[WHAT IS BEING ASKED]: Your task is to filter the data below down to the lines holding "rather".

[EXTRACTED INFORMATION]:
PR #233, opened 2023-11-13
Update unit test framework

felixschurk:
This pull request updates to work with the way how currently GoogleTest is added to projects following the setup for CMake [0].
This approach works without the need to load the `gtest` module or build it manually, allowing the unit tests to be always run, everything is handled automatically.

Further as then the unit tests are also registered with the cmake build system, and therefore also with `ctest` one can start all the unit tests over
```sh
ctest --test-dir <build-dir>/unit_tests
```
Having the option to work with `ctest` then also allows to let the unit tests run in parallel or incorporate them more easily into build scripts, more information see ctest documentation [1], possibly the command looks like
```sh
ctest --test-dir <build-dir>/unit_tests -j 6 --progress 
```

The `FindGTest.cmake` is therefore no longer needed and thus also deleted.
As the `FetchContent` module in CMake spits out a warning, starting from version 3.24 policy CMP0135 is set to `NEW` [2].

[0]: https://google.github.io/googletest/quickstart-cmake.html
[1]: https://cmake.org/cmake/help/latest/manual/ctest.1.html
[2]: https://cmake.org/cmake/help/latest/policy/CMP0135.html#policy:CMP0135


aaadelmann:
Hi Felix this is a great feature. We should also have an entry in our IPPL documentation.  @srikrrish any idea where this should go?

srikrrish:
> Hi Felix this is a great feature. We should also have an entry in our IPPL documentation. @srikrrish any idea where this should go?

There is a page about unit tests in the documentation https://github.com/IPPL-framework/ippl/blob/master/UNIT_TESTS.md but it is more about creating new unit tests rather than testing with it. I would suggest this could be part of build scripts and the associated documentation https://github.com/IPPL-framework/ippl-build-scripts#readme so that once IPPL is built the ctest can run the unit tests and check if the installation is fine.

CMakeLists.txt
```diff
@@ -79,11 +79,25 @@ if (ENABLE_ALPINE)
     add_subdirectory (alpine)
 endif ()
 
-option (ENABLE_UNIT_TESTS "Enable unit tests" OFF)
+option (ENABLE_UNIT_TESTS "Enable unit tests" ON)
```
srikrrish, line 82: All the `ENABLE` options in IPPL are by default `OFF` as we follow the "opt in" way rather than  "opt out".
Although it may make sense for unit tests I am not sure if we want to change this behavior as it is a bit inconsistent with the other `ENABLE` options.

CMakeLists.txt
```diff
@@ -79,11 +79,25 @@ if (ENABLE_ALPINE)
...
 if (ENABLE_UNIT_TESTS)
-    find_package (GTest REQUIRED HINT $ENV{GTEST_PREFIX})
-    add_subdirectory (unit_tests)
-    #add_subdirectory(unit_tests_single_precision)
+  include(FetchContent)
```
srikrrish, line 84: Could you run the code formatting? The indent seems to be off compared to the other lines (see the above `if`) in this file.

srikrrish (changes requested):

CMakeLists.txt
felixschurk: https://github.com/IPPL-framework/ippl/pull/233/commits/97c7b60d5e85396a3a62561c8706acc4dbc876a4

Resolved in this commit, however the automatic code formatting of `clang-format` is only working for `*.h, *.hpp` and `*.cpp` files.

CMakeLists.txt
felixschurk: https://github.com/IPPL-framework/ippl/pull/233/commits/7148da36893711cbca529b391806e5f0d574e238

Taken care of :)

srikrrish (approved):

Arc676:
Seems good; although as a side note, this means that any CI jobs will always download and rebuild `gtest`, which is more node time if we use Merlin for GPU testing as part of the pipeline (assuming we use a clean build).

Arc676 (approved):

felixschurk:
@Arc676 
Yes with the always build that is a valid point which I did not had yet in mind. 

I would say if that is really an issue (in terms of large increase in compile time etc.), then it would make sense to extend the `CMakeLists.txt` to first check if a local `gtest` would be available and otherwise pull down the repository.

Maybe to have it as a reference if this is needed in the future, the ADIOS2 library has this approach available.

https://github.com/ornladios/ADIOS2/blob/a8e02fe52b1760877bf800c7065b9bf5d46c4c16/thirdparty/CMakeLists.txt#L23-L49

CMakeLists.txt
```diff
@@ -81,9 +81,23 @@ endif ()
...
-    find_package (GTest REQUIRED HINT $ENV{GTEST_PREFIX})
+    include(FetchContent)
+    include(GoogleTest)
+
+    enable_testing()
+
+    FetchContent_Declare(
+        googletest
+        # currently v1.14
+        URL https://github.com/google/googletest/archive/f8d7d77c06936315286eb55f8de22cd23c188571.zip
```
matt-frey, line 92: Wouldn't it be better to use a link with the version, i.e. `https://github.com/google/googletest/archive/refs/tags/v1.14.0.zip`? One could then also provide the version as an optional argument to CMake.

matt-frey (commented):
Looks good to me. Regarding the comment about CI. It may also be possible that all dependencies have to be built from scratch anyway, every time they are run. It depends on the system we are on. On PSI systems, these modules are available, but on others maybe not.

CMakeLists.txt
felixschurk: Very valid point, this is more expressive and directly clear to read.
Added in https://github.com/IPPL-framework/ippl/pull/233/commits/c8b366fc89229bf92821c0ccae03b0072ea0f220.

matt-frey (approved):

[THE COMPLETED TASK]:
There is a page about unit tests in the documentation https://github.com/IPPL-framework/ippl/blob/master/UNIT_TESTS.md but it is more about creating new unit tests rather than testing with it. I would suggest this could be part of build scripts and the associated documentation https://github.com/IPPL-framework/ippl-build-scripts#readme so that once IPPL is built the ctest can run the unit tests and check if the installation is fine.
srikrrish, line 82: All the `ENABLE` options in IPPL are by default `OFF` as we follow the "opt in" way rather than  "opt out".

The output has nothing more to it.